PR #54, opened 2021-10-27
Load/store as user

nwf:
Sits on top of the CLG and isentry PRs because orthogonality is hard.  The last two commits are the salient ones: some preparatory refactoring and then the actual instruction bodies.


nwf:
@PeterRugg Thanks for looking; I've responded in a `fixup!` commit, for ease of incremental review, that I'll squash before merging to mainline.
-- -- --
> TASK BRIEF: Reproduce the lines of the entries above exactly, but only from the line containing "Sits on top" through the final line.

> RESULT BELOW:
Sits on top of the CLG and isentry PRs because orthogonality is hard.  The last two commits are the salient ones: some preparatory refactoring and then the actual instruction bodies.


nwf:
@PeterRugg Thanks for looking; I've responded in a `fixup!` commit, for ease of incremental review, that I'll squash before merging to mainline.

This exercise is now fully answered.